Mais um avô para a espécie humana?

Foi descoberto mais um possível elo na corrente da evolução humana: o Australopithecus sediba. Esse hominino (membro do ramo humano dos primatas) viveu há aproximadamente dois milhões de anos na África do Sul e possui mais características em comum com o gênero Homo do que qualquer outra espécie de australopiteco. Isso faria dele um possível ancestral dos humanos modernos, mas parte da comunidade científica questiona essa ideia.

A nova espécie foi identificada graças a dois fósseis encontrados na caverna Malapa, no chamado ‘berço da humanidade’ – um conjunto de sítios declarados patrimônio da humanidade que ficam próximo a Joanesburgo (África do Sul). Em 2008, pesquisadores da Universidade de Witwatersrand, também em Joanesburgo, encontraram ali esqueletos parciais de dois indivíduos: uma mulher adulta e um menino, entre 10 e 13 anos de idade.

A descoberta foi apresentada a em dois artigos na edição de hoje da revista norte-americana Science. A análise dos fósseis revelou que o A. sediba possuía cérebro e corpo pequenos, além de grandes braços, como outros australopitecos. Contudo, certos traços físicos – como o formato do cérebro, o pequeno tamanho dos dentes e alterações ósseas na bacia – são mais próximos do gênero Homo.

Confira abaixo uma animação computadorizada
de um crânio da nova espécie.

 

As características dos fósseis colocariam o Australopithecus sediba como um descendente do A. africanus e um ancestral do Homo habilis. “No entanto, alguns desses traços craniais estão presentes no Homo erectus, uma espécie posterior ao H. habilis,” explica o paleoantropólogo Lee Berger, da Universidade de Witwatersrand, coautor de um dos artigos publicados na Science.

A nova espécie talvez seja a transição entre os australopitecos e o surgimento do gênero Homo

Segundo ele, isso faz do A. sediba um bom candidato para ser a espécie de transição entre os australopitecos e o surgimento do gênero Homo.

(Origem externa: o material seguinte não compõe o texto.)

PR #1267, opened 2020-02-12
[Network]hide create for management-ip-config create

### LINKED ISSUE #1270: Firewall management IP configuration should only be created while creating a new firewall
- If the issue is to do with Azure CLI 2.0 in-particular, create an issue here at [Azure/azure-cli](https://github.com/Azure/azure-cli/issues)

Network (firewall)

### Description of issue (in as much detail as possible)
Currently the only way to attach a Management IP Configuration appears to be with this workflow:
az network firewall create 
az network firewall ip-config create
az network firewall management-ip-config create

Each of these commands executes a PUT against firewall. 
However, this cannot work, as creating a firewall with forced tunneling requires both the “data” and “management” IP configs to be attached to the firewall at the same time.

Attaching the data ip-config first, and then management ip-config later becomes a migration scenario ion the back end, which is not supported today.

Further, we need to prevent customers from attempting to modify already existing firewalls and attaching management IP configs to them, for the same reason.
(There is work planned to block this scenario in NRP, but it’s not there yet.)

Basically, attaching a management IP configuration should only be possible one time, at firewall creation time, and it requires both types of ip-config in one PUT call.

Customers should be able to add more “data” IP configs. (but only a single “management”  IP config)
Additionally, customers should be able to change the public IP referenced in the “management” IP config. 

-----

MyronFanQiu:
Due to service limitation. hide management-ip-config create.

1. should we hide this command or not?  We can just left here and told user that it cannot work now.

Fix #1270 

---

### General Guidelines

For new extensions:


yonzhan:
add to S165.

src/azure-firewall/azext_firewall/tests/latest/test_azure_firewall_scenario.py
```diff
@@ -95,22 +95,27 @@ def test_azure_firewall_management_ip_config(self, resource_group):
...
 
+        '''
+        # Disable it due to service limitation.
         self.cmd(
             'network firewall management-ip-config create -g {rg} -n {management_ipconfig} -f {af} --public-ip-address {management_pubip} --vnet-name {management_vnet}',
             checks=[
                 self.check('name', '{management_ipconfig}'),
                 self.check('subnet.id', subnet_id_management_ip_config)
             ])
+        '''
```
haroldrandom: I think it's not a convention to comment via DocString style. how about replace it with `#`?

MyronFanQiu: fix

src/azure-firewall/azext_firewall/_params.py
```diff
@@ -113,6 +113,18 @@ def load_arguments(self, _):
...
+        c.argument('management_item_name', options_list=['--m-name'], arg_group="Management Ip Config",
+                   help='Name of the management IP configuration.', is_preview=True)
+        c.argument('management_subnet', validator=get_management_subnet_validator(), help=argparse.SUPPRESS, is_preview=True)
+        c.argument('management_virtual_network_name', virtual_network_name_type, options_list=['--m-vnet-name'],
+                   arg_group="Management Ip Config",
+                   help='The virtual network (VNet) name for management ip configuation. '
+                        'It should contain one subnet called "AzureFirewallManagementSubnet".', is_preview=True)
+        c.argument('management_public_ip_address', help='Name or ID of the public IP to use for management ip configuation.',
+                   arg_group="Management Ip Config", options_list=['--m-public-ip-address'],
+                   validator=get_management_public_ip_validator(), is_preview=True)
```
haroldrandom: need `--m` prefix? Can we removed it? I don't know whether it will cause coflict?

MyronFanQiu: no. We already have --public-ip-address in ip-config create

MyronFanQiu: we have four almost same arguments. The only difference is the `m-` prefix.

haroldrandom: How about group them in a argument group **Management** to give user an instinct hint?

MyronFanQiu: Have done

PR #1281, opened 2020-02-17
Shiqiu/update index json0217

ShichaoQiu:
Update index.json for asc cli extension 0217 release


src/spring-cloud/HISTORY.rst
```diff
@@ -5,7 +5,7 @@ Release History
 
 0.2.1
 ++++++
-* Add command "az spring-cloud app log" to replace "az spring-cloud app log tail" for log streaming.
+* Add command "az spring-cloud app logs" to replace "az spring-cloud app log tail" for log streaming.
```
qwordy: This history entry is not consistent with the code changes.

qwordy: I am confused with log and logs. Why sometimes it's single form and sometimes it's plural form?

src/spring-cloud/azext_spring_cloud/commands.py
```diff
@@ -56,8 +56,11 @@ def load_command_table(self, _):
         g.custom_command('start', 'app_start', supports_no_wait=True)
         g.custom_command('stop', 'app_stop', supports_no_wait=True)
         g.custom_command('restart', 'app_restart', supports_no_wait=True)
-        g.custom_command('log', 'app_tail_log')
-        g.custom_command('log tail', 'app_tail_log', deprecate_info=g.deprecate(redirect='az spring-cloud app log', hide=True))
+        g.custom_command('logs', 'app_tail_log')
+
+    with self.command_group('spring-cloud app log', client_factory=cf_spring_cloud,
+                            deprecate_info=g.deprecate(redirect='az spring-cloud app logs', hide=True)) as g:
```
qwordy: Maybe you can add when it's not available any more.

ShichaoQiu: Thanks a lot for your advice. I'm afraid that we are not sure when it will be not available any more. Once we have a specific time, we will update it.

src/spring-cloud/HISTORY.rst
ShichaoQiu: Hava synced about this offline. Thanks.

PR #1315, opened 2020-02-25
IoT extension update 0.9.0 + re-branding to azure-iot

digimaun:
This is a re-branding/re-aliasing of the Azure CLI IoT extension. Instead of the old `azure-cli-iot-ext` the new alias is `azure-iot`. The old references are not removed yet because we don't want to break our users, and we need time to get various docs and script references updated. We'll get a deprecation timeline in play and remove the old alias after.

---

### General Guidelines

For new extensions:


blackchoey:
@digimaun @qwordy Can you please hold on merging this change? We have an Azure Pipelines task depending on this extension and will be impacted by this change. I'm working to update our task and expected to finish by tomorrow. Thank you very much!

blackchoey:
Thanks @yungezz @digimaun @qwordy Please go ahead and merge this change.

yungezz:
suggest to add descriptive information in existing extension to route user to the new extension.

digimaun:
> suggest to add descriptive information in existing extension to route user to the new extension.

We were thinking of doing that after this merge in the following elements:
- IoT extension github readme with clear visible indicators
- Work with the docs team to replace `azure-cli-iot-ext` with `azure-iot` in all references
- Update of the IoT command module 'try out the extension' event handler (for the base CLI) to point to the new name
- Recording a Channel 9 video
- In various communication with users/stakeholders

We could update the existing/old extension information but keep in mind its the same code base and project. That would mean a new release of "v0.8.10" with the old alias and the primary change being to the package description (to state its deprecated).

With this PR, the old extension is not going away until the deprecation timeline ends. Because of this, I think we have more time/flexibility to remove the existing alias in a graceful manner. We just want to make sure the new alias is available on the index (first).

yungezz:
thanks for the detail plan sharing.

digimaun:
Bump. @qwordy , please let me know if you need anything else to merge.

PR #1318, opened 2020-02-25
Add support for pg v2

temandr:
---

### General Guidelines

For new extensions:


yonzhan:
add to S166.

temandr:
@Juliehzl Please let me know what changes are needed. Otherwise, please merge this change.

temandr:
@Juliehzl Is there any update on this? It looks like the travis also started failing without any changes from end.

src/index.json
```diff
@@ -1372,8 +1372,8 @@
         ],
         "dms-preview": [
```
Juliehzl: As you know, dms-preview value is an array, I will prefer append your new download link with previous one. In this way. we can keep the capability to install with previous version.

temandr: We don't really want to retain the previous version since it would enable support for a deprecated scenario. This change is meant to replace the default request for the PG scenario to a different call.

temandr:
@Juliehzl I created and updated the history file. 
Regarding the SDK change, the change is meant to replace the existing functionality of the command thus no need for command changes.

PR #5674, opened 2023-01-03
[Compute] Fix #5663: `az image copy`: Fix subscription id input by user being override

### LINKED ISSUE #5663: Image Copy '--target-subscription' Argument Ignored
### Related command

```bash
az image copy --source-resource-group <source_rg_name> \
        --source-object-name <source_image_name> \
        --source-type image \
        --target-subscription <target_subscription_id> \
        --target-location <target_location> \
        --target-resource-group <target_rg_name>  \
        --target-name <target_image_name> \
        --temporary-resource-group-name <temp_rg_name>
```

image-copy-extension

### Description of issue (in as much detail as possible)

My organization is using the `image-copy-extension` and we noticed on recent workflows that the extension is now ignoring the `--target-subscription` argument and seems to use the authentication context subscription as the target subscription for all temporary resource and final image creation instead.

We noticed this change because previously the temporary resource group we used was stored within the target subscription and this meant that the temporary storage account, blob, and snapshot all got created within this temporary resource group but now the extension seems to be looking for the temporary resource group in the default subscription associated with the authentication context instead of the target subscription provided to the `--target-subscription` argument.

My Python experience is still limited but I have looked at the [recent commit](https://github.com/Azure/azure-cli-extensions/commit/3a6621cc0c96aab5ddd2388f4a2e6a81f4ed2f0a) and I see that the `target_subscription` variable is now being set without checking if the argument has been passed and I'm not sure if this was changed for a reason or if this is just a bug that can be fixed by only setting the `target_subscription` variable if the argument is null.

image

Link to the line in question.

https://github.com/Azure/azure-cli-extensions/blob/42102c3a81ad23407e7d929521ea212805b4688d/src/image-copy/azext_imagecopy/custom.py#L37

There is also a debug line below the variable declaration that we've seen continues to display the subscription ID for the authentication context and not the target subscription we're providing as an argument.

-----

yanzhudd:
---

### Related command

`az image copy`

### Description

Fix subscription id input by user being override
Issue - close: #5663

### General Guidelines

For new extensions:

### About Extension Publish

### DIFF
--- a/src/image-copy/azext_imagecopy/custom.py
+++ b/src/image-copy/azext_imagecopy/custom.py
@@ -33,8 +33,9 @@ def imagecopy(cmd, source_resource_group_name, source_object_name, target_locati
             raise CLIError('Don\'t specify an existing resource group in --temporary-resource-group-name '
                            'when --cleanup is set')
 
-    from azure.cli.core.commands.client_factory import get_subscription_id
-    target_subscription = get_subscription_id(cmd.cli_ctx)
+    if not target_subscription:
+        from azure.cli.core.commands.client_factory import get_subscription_id
+        target_subscription = get_subscription_id(cmd.cli_ctx)
     logger.debug('subscription id - %s', target_subscription)
 
     # get the os disk id from source vm/image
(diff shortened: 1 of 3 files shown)


yonzhan:
Compute

zhoxing-ms (approved):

Não está excluída, inclusive, a possibilidade de a nova espécie ser o elo entre o A. africanus e o Homo erectus, o que excluiria o H. habilis da linhagem humana.

“É por isso que utilizamos o nome sediba, que em sesoto [uma das línguas da África do Sul], quer dizer ‘fonte natural’ ou ‘poço’”, conta Berger. Ele acrescenta que os fósseis demonstram que a evolução de homininos arbóreos e de corpos pequenos, como o A. africanus, para indivíduos maiores terrestres e corredores ocorreu de maneira gradual.

Berço da humanidade
Visão de conjunto da área em que foram encontrados os fósseis da nova espécie. Os ossos estavam dentro de uma caverna na região conhecida como ‘berço da humanidade’, próxima de Joanesburgo, na África do Sul (foto: Paul Dirks).

Queda na caverna

Os esqueletos estavam preservados em uma rocha chamada sedimento clástico calcificado, que foi datada como tendo entre 1,95 milhão e 1,78 milhão de anos. De acordo com os pesquisadores, os indivíduos devem ter caído na caverna por um buraco e morreram, sendo levados para um lago subterrâneo por uma chuva. Lá, acabaram fossilizados junto com vários outros animais encontrados no local, como um tigre-dentes-de-sabre, um antílope e coelhos, entre outros.

“A descoberta do A. sediba muda drasticamente a situação do registro fóssil da linhagem humana”

O local impediu que predadores ou carniceiros chegassem até os corpos, permitindo que fossem preservados. A erosão das cavernas acabou por expor os fósseis. A posição dos esqueletos e seu estado de decomposição indicam que os dois indivíduos morreram ao mesmo tempo ou muito próximos um do outro.

A novidade foi celebrada como uma peça importante no quebra-cabeça da evolução da espécie humana. “A descoberta do Australopithecus sediba muda drasticamente a situação do registro fóssil da linhagem humana”, avalia Berger. 

A ideia de que a nova espécie seja o elo entre o gênero Homo e seus antepassados é questionada por alguns cientistas, como o paleoantropólogo Tim White, da Universidade da Califórnia em Berkeley (Estados Unidos). Em entrevista à Nature News, White diz que essa hipótese é pura especulação e não há evidência fóssil que lhe dê suporte. “A obsessão com o gênero Homo no título e no texto é difícil de entender  fora de um contexto midiático”, afirma.